Yesterday IPS.org reported
"A mountain of misleading
rhetoric from big Pentagon contractors has buried the facts"
Today, there's a
debate raging about the federal budget, our national spending priorities, and
how best to protect our national security and our men and women on the front
lines.
With the U.S. war in
Iraq officially over and our operations in Afghanistan drawing down, this is
the perfect time to stop partisan squabbling and rethink the way we fund the
Pentagon. Americans on both sides of the aisle agree that economic security
goes hand-in-hand with national security. A majority of us support cutting the
defense budget by 18 percent, or more than $100 billion, according to a recent
Stimson Center study.
It's time we started
spending smarter on our military and weapons. We need a sensible, balanced, and
long-term approach to national security.
But all the fear-mongering
about Pentagon budget cuts potentially spurring massive job losses makes it
hard to have a conversation about our national security priorities. A mountain
of misleading rhetoric put forth by big Pentagon contractors — who are spending
millions on lobbying and campaigns — has buried the facts.
According to the
Center for Responsive Politics, the top 10 government contractors spent a
combined total of more than $56.3 million on lobbying expenditures and more
than $9 million on campaign contributions last year. A number of these
companies spending millions on expanding their undue influence collect most of
their revenues in taxpayer dollars. Now members of Congress are parroting their
talking points.
The public has a
right to know the truth. First, shelling out more money for the Pentagon budget
doesn't necessarily mean more jobs. As my colleague Ben Freeman at the Project
On Government Oversight demonstrated in a recent report, the top five defense contractors were
cutting jobs while being awarded more taxpayer dollars between 2006 and 2011.
Over this five-year period, total employment at companies such as Lockheed
Martin and Boeing declined as these military contracting giants thrived, not
just in terms of federal contract dollars but in overall financial performance.
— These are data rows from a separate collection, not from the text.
PR #54, opened 2023-05-25
Add query to get TTFB information for localized WordPress sites

swissspidy:
This is relevant for the i18n performance efforts in WordPress core, where we want to measure TTFB improvement of localized WP sites over time.

This originally started with a breakdown by language, but for our efforts that's really not necessary, so a boolean `is_localized` flag is really enough.

-> side note: looking at passing rates per geographical region would be interesting though as another way to look at this data.

The way this flag is determined is very simple: everything not `en`/`en-us` is considered to be localized, i.e. indicating that translation loading is involved.

**Query results:**

Based on 2023-12-01 data set.

client | is_localized | ttfb_passing_rate
-- | -- | --
desktop | FALSE | 0.30744503527151634
mobile | FALSE | 0.19601053089507409  
desktop | TRUE | 0.33121590147124469  
mobile | TRUE | 0.25403273015186362

So interestingly, localized sites are already doing better today than non-localized ones.


sql/2023/06/ttfb-by-language.sql
```diff
@@ -0,0 +1,70 @@
...
+      (ttfb.start < 200, ttfb.density, 0)) / SUM(ttfb.density) AS fast,
+  SUM(
+    IF
+      (ttfb.start >= 200
+         AND ttfb.start < 1000, ttfb.density, 0)) / SUM(ttfb.density) AS avg,
+  SUM(
+    IF
+      (ttfb.start >= 1000, ttfb.density, 0)) / SUM(ttfb.density) AS slow
+FROM
+  `chrome-ux-report.all.202304`,
```
adamsilverstein, line 34: is 202304 the right table? the other tables are 05-2023.

swissspidy: There is no May table in for CrUX yet.

The HTTP Archive table is for 2023-05-01, which I assumed means it's the analyzed data from April as well.

felixarntz: @swissspidy The HTTP Archive tables always use the 1st day of the month, but that doesn't mean anything really, technically speaking those could just be called "2023-05". The pipelines are run later than that, so they contain data from _some point_ in May.

CrUX data however is only always released the month after (usually 2nd Tuesday of each month), for example May data was published on June 13 (see https://developer.chrome.com/docs/crux/release-notes/).

I'd argue for an analysis like this it doesn't matter all that much whether we look at the latest month or some time 1-2 months back, so if the latest data is not available, we can simply pick a previous month. But at this point you should be able to consistently use `2023-05-01` for both HTTP Archive and CrUX.

felixarntz, line 34: Not sure about this, do you have a reference query where you took this bit from? I'm not saying it's incorrect, but I've typically seen CWV queries use the `chrome-ux-report.materialized.device_summary` which already include `fast_ttfb`, `avg_ttfb`, and `slow_ttfb` as fields for each origin, so more efficient and less error-prone to query that rather than having logic in here to calculate it.

That approach is e.g. what the CWV Tech Report uses: https://github.com/HTTPArchive/cwv-tech-report/blob/main/sql/monthly.sql

Simple example:
```sql
CREATE TEMP FUNCTION IS_GOOD(good FLOAT64, needs_improvement FLOAT64, poor FLOAT64) RETURNS BOOL AS (
  SAFE_DIVIDE(good, good + needs_improvement + poor) >= 0.75
);

CREATE TEMP FUNCTION IS_NON_ZERO(good FLOAT64, needs_improvement FLOAT64, poor FLOAT64) RETURNS BOOL AS (
  good + needs_improvement + poor > 0
);

SELECT
  date,
  device,
  origin,
  IS_NON_ZERO(fast_ttfb, avg_ttfb, slow_ttfb) AS any_ttfb,
  IS_GOOD(fast_ttfb, avg_ttfb, slow_ttfb) AS good_ttfb
FROM
  `chrome-ux-report.materialized.device_summary`
WHERE
  date = CAST("2023-05-01" AS DATE)
```

swissspidy: Last I checked (a month ago) that table wasn‘t available yet, but I‘ll check again

sql/2023/06/ttfb-by-language.sql
```diff
@@ -0,0 +1,70 @@
...
+          AND category = 'CMS'
+          AND info != ''
+        GROUP BY
+            _TABLE_SUFFIX )
+             USING
+               (_TABLE_SUFFIX)
+    GROUP BY
+        _TABLE_SUFFIX,
+        lang,
+        url )
```
felixarntz, line 59: This is one way to do it, but since last year there's been the `httparchive.all.pages` table which makes this kind of query a lot simpler and avoids the additional `JOIN`. It's also used by CWV tech report, so maybe better to follow that example now.

Example:
```sql
SELECT
  client,
  TRIM(LOWER(JSON_VALUE(JSON_VALUE(payload, '$._almanac'), '$.html_node.lang'))) AS lang,
  page AS url
FROM
  `httparchive.all.pages`,
  UNNEST(technologies) AS technology,
  UNNEST(technology.categories) AS category,
  UNNEST(technology.info) AS version
WHERE
  date = CAST("2023-05-01" AS DATE)
  AND technology.technology = "WordPress"
  AND category = "CMS"
  AND version != ""
```

sql/2023/06/ttfb-by-language.sql
```diff
@@ -0,0 +1,70 @@
...
+         ON
+               client =
+               IF
+                 (form_factor.name = 'desktop', 'desktop', 'mobile')
+             AND CONCAT(origin, '/') = url
```
felixarntz, line 64: Just a suggestion to simplify the query and improve readability: If you adjust the field names and behavior of the subquery results to match between the two results to `JOIN`, then you can rely on the `USING` operator which is simply based on fields of the same name having the same value.

For example, you could put `CONCAT(origin, '/') AS url` as well as `IF
                 (form_factor.name = 'desktop', 'desktop', 'mobile') AS client` (or `IF
                 (device = 'desktop', 'desktop', 'mobile') AS client` if you use the alternative CrUX table I suggested above) as fields to return from the CrUX query. That way both results have `client` and `url` fields that behave the same way. Then you can use `USING (client, url)` instead of this more complicated `ON` clause.

felixarntz (commented):
@swissspidy A few suggestions for ways to simplify the query below.

sql/2023/06/ttfb-by-language.sql
swissspidy: I think I originally got it from https://github.com/HTTPArchive/almanac.httparchive.org/blob/main/sql/2022/performance/ttfb_by_cms.sql

I'm all for simplifying though 👍

sql/2023/11/ttfb-by-language.sql
```diff
@@ -0,0 +1,83 @@
...
+CREATE TEMP FUNCTION
+  IS_LOCALIZED(lang STRING)
+  RETURNS BOOL AS ( lang IS NOT NULL
+  AND LOWER(lang) != "en"
+  AND LOWER(lang) != "en-us" );
+WITH
+  pages AS (
+    SELECT
+      client,
+      IS_LOCALIZED(TRIM(LOWER(JSON_VALUE(JSON_VALUE(payload, '$._almanac'), '$.html_node.lang')))) AS is_localized,
```
felixarntz, line 36: Some sites use an underscore here instead of a dash. While I believe that's technically wrong, easy enough to consider, and we can assume those are still the locales those sites are actually using.
```suggestion
      IS_LOCALIZED(REPLACE(TRIM(LOWER(JSON_VALUE(JSON_VALUE(payload, '$._almanac'), '$.html_node.lang'))), '_', '-' )) AS is_localized,
```

sql/2023/11/ttfb-by-language.sql
```diff
@@ -0,0 +1,83 @@
...
+CREATE TEMP FUNCTION
+  IS_NON_ZERO(good FLOAT64,
+              needs_improvement FLOAT64,
+              poor FLOAT64)
+  RETURNS BOOL AS ( good + needs_improvement + poor > 0 );
+CREATE TEMP FUNCTION
+  IS_LOCALIZED(lang STRING)
+  RETURNS BOOL AS ( lang IS NOT NULL
+  AND LOWER(lang) != "en"
+  AND LOWER(lang) != "en-us" );
```
felixarntz, line 31: Nit-pick: The `LOWER` is unnecessary as `lang` is already sanitized in that way via line 36.
```suggestion
  AND lang != "en"
  AND lang != "en-us" );
```

sql/2023/11/ttfb-by-language.sql
```diff
@@ -0,0 +1,83 @@
...
+      `httparchive.all.pages`,
+      UNNEST(technologies) AS t
+    WHERE
+        date = '2023-10-01'
+      AND is_root_page
+      AND t.technology = 'WordPress' ),
+  devices AS (
+    SELECT
+      device,
+      origin,
```
felixarntz, line 48: Nit-pick: Those aren't used, so we can drop them to reduce data throughput for the query.

sql/2023/11/ttfb-by-language.sql
```diff
@@ -0,0 +1,83 @@
...
+      IS_NON_ZERO(fast_ttfb,
+                  avg_ttfb,
+                  slow_ttfb) AS any_ttfb,
+      IS_GOOD(fast_ttfb,
+              avg_ttfb,
+              slow_ttfb) AS good_ttfb
+    FROM
+      `chrome-ux-report.materialized.device_summary`
+    WHERE
+        date = CAST("2023-09-01" AS DATE)
```
felixarntz, line 61: This date should be aligned with that for the other subquery. Maybe that initially wasn't the case because CrUX data is always published a bit after HTTP Archive data, but in that case I'd still say we should always use the same month - if needed, the older one for both.

In any case, by now October data is available:
```suggestion
        date = CAST("2023-10-01" AS DATE)
```

sql/2023/11/ttfb-by-language.sql
```diff
@@ -0,0 +1,83 @@
...
+      AND device IN ('desktop',
+                     'tablet',
+                     'phone') )
+SELECT
+  client,
+  is_localized,
+  good_ttfb
```
felixarntz, line 68: I assume we want the TTFB passing rate here? The `good_ttfb` values isn't really that helpful on its own.
```suggestion
  SAFE_DIVIDE(COUNTIF(good_ttfb), COUNTIF(any_ttfb)) AS ttfb_passing_rate
```

sql/2023/11/ttfb-by-language.sql
```diff
@@ -0,0 +1,83 @@
+# HTTP Archive query to get TTFB information of WordPress sites by language.
```
felixarntz, line 1: Given the recent change in what this query does, let's update the description (and file name as well?). For example:
```suggestion
# HTTP Archive query to get TTFB information of WordPress sites by whether they are localized or not.
```

felixarntz (commented):
@swissspidy I left a few comments on the updated query. Let me know if you have any questions.

Once everything works, it would be great if you could update the data in the PR description too - especially as this query now does something else than it did when you originally opened the PR.

sql/2023/11/ttfb-by-language.sql
swissspidy: Just a small oversight, well spotted

swissspidy:
@felixarntz Thanks a lot for your help! This was exactly what has been missing to make this query finally correct.

sql/README.md
```diff
@@ -20,6 +20,10 @@ For additional considerations for writing BigQuery queries against HTTP Archive,
 
 ## Query index
 
+### 2023/12
```
adamsilverstein, line 23: date needs updating

adamsilverstein (approved):

westonruter (approved):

Apparently these Beltway bandits have no qualms about letting workers go when
it helps their bottom line.
Meanwhile, major
defense contractors' top executives enjoy compensation packages on par with
Wall Street CEOs. The chief executives of Lockheed, Boeing, United Technologies,
and Northrop Grumman all made between $22 and $27.6 million in total 2011
compensation. So when contractors threaten to send thousands of layoff notices
leading up to the 2012 election, it's clear they are playing politics with
national security.
Military contractors'
capacity to launch such a large-scale campaign to defend their profits is
symptomatic of underlying structural issues with the way the United States does
national defense. The Pentagon's budget has continued to grow unchecked for decades
because our national security policy is still mired in the Cold War industrial
defense paradigm. The world has shifted, and the Pentagon needs to make the
transition towards leaner, smarter spending to face today's threats, like
terrorism and cybersecurity.
Mismanagement and
Pentagon waste, not a lack of funding, are the real problems. In fact,
authorizing less money may spur reform. Instead of wasting taxpayer dollars on
building costly new weapons systems and more nuclear lab construction projects
we don't need, our military needs to reset its priorities.
The bottom line is
that when private companies exert so much influence over the defense budget
process, they divert resources away from what our troops and veterans need.
National security policy should aim squarely at protecting the American people,
not giving taxpayer-financed subsidies to multibillion-dollar corporations.
Spending smarter, not bigger, on defense will make us safer in the long run.